Data extracted from a collection:
▼

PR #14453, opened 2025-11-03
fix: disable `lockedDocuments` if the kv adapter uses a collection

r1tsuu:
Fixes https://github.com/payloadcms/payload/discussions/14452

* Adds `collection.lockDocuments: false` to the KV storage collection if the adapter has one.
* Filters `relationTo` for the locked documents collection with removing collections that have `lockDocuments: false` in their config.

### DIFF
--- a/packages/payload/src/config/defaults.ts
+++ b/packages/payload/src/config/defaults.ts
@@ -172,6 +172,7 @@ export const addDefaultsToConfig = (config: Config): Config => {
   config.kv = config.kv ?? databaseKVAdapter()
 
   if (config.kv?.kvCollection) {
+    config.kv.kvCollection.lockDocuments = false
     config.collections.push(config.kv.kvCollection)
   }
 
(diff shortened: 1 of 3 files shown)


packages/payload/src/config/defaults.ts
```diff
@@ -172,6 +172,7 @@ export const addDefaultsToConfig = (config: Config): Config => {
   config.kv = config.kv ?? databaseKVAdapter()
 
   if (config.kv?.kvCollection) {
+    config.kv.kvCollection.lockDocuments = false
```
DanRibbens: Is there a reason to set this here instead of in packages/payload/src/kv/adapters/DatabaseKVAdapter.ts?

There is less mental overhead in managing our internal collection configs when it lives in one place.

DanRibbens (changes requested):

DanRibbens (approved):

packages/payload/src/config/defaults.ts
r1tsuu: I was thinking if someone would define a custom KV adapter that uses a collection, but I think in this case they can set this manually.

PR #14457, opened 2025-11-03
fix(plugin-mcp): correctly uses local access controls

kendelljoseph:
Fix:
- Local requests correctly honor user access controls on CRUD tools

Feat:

▲

Give again, exactly as written, every line from the first one above through the line that has "adapter has one." in it.

PR #14453, opened 2025-11-03
fix: disable `lockedDocuments` if the kv adapter uses a collection

r1tsuu:
Fixes https://github.com/payloadcms/payload/discussions/14452

* Adds `collection.lockDocuments: false` to the KV storage collection if the adapter has one.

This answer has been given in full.